Task item: Check each line of the material that follows, and copy those holding the string "This".
------------------------------------------------
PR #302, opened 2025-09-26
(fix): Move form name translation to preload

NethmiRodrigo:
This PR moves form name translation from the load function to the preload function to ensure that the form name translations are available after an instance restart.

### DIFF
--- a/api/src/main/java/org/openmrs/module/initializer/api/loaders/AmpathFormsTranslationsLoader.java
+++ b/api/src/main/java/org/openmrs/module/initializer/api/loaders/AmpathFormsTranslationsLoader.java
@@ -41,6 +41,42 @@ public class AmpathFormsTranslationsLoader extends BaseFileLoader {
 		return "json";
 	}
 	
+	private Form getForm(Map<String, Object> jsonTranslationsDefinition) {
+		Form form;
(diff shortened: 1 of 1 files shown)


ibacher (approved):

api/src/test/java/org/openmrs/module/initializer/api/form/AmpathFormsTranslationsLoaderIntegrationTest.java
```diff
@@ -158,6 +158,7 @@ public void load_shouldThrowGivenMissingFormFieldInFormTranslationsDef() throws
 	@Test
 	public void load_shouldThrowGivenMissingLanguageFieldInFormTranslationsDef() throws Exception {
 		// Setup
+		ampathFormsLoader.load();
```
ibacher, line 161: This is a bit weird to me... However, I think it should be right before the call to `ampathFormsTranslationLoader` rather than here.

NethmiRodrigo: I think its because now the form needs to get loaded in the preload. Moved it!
------------------------------------------------
Solution to the problem:
This PR moves form name translation from the load function to the preload function to ensure that the form name translations are available after an instance restart.
ibacher, line 161: This is a bit weird to me... However, I think it should be right before the call to `ampathFormsTranslationLoader` rather than here.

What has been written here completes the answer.